*What you are asked to do*.
Word for word, transcribe the records that follow.

================

PR #5063, opened 2020-10-29
Fix inventory selection bug in stock exits

### LINKED ISSUE #5040: Do not present inventory for selection in stock exit if no viable lots available
If there are no viable lots for the inventory, we should not show it as an option to distribute stock to.  This can happen for a couple reasons:
  1. There were lots, but they are being used in a other lines above.
  2. There are lots, but they are expired.
  3. ?

By hiding these lots, we have a weird user interface.  Here I am reproducing it:

KcyRk3w4HS

Instead, we should remove the inventory from the pool of options, rather than letting the user select it and then finding nothing.

jmcameron:
**Testing:**
With Bhima_test, try doing Stock > Exit, by Services, and then try adding "Vitamin.." twice (VITAMIN-A, and then VITAMIN-B).  Now if you try to add a third item, "Vitamin..." is no longer available (since we have already used all available lots already in the form).

NOTE That this assumes that if you cannot add a specific lot more than once in a Stock exit form.

### DIFF
--- a/client/src/modules/stock/exit/exit.js
+++ b/client/src/modules/stock/exit/exit.js
@@ -28,6 +28,7 @@ function StockExitController(
   vm.movement = {};
   vm.gridApi = {};
   vm.selectedLots = [];
+  vm.selectableInventories = [];
   vm.reset = reset;
   vm.ROW_ERROR_FLAG = bhConstants.grid.ROW_ERROR_FLAG;
 
@@ -263,7 +264,6 @@ function StockExitController(
 
   function loadInventories(depot, dateTo = new Date()) {
     setupStock();
-
     Stock.inventories.read(null, { depot_uuid : depot.uuid, dateTo })
       .then(inventories => {
         vm.loading = false;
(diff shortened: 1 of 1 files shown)


client/src/modules/stock/exit/exit.js
```diff
@@ -282,14 +281,21 @@ function StockExitController(
...
   // update the list of selected lots
-  function refreshSelectedLotsList() {
+  function refreshSelectedLotsList(row) {
     vm.selectedLots = vm.stockForm.store.data
       .filter(item => item.lot && item.lot.uuid)
       .map(item => item.lot.uuid);
+
+    // If we have picked the last lot for this inventory item,
+    // we need to remove it from the selectableInventories list
+    if (row.lots.length === 1 && row.lots[0].inventory_uuid === row.lot.inventory_uuid) {
```
mbayopanda, line 295: 👍 Good catch

mbayopanda (approved):
LGTM 👍 

bors r+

================

*Solution*.
PR #5063, opened 2020-10-29
Fix inventory selection bug in stock exits

### LINKED ISSUE #5040: Do not present inventory for selection in stock exit if no viable lots available
If there are no viable lots for the inventory, we should not show it as an option to distribute stock to.  This can happen for a couple reasons:
  1. There were lots, but they are being used in a other lines above.
  2. There are lots, but they are expired.
  3. ?

By hiding these lots, we have a weird user interface.  Here I am reproducing it:

KcyRk3w4HS

Instead, we should remove the inventory from the pool of options, rather than letting the user select it and then finding nothing.

jmcameron:
**Testing:**
With Bhima_test, try doing Stock > Exit, by Services, and then try adding "Vitamin.." twice (VITAMIN-A, and then VITAMIN-B).  Now if you try to add a third item, "Vitamin..." is no longer available (since we have already used all available lots already in the form).

NOTE That this assumes that if you cannot add a specific lot more than once in a Stock exit form.

### DIFF
--- a/client/src/modules/stock/exit/exit.js
+++ b/client/src/modules/stock/exit/exit.js
@@ -28,6 +28,7 @@ function StockExitController(
   vm.movement = {};
   vm.gridApi = {};
   vm.selectedLots = [];
+  vm.selectableInventories = [];
   vm.reset = reset;
   vm.ROW_ERROR_FLAG = bhConstants.grid.ROW_ERROR_FLAG;
 
@@ -263,7 +264,6 @@ function StockExitController(
 
   function loadInventories(depot, dateTo = new Date()) {
     setupStock();
-
     Stock.inventories.read(null, { depot_uuid : depot.uuid, dateTo })
       .then(inventories => {
         vm.loading = false;
(diff shortened: 1 of 1 files shown)


client/src/modules/stock/exit/exit.js
```diff
@@ -282,14 +281,21 @@ function StockExitController(
...
   // update the list of selected lots
-  function refreshSelectedLotsList() {
+  function refreshSelectedLotsList(row) {
     vm.selectedLots = vm.stockForm.store.data
       .filter(item => item.lot && item.lot.uuid)
       .map(item => item.lot.uuid);
+
+    // If we have picked the last lot for this inventory item,
+    // we need to remove it from the selectableInventories list
+    if (row.lots.length === 1 && row.lots[0].inventory_uuid === row.lot.inventory_uuid) {
```
mbayopanda, line 295: 👍 Good catch

mbayopanda (approved):
LGTM 👍 

bors r+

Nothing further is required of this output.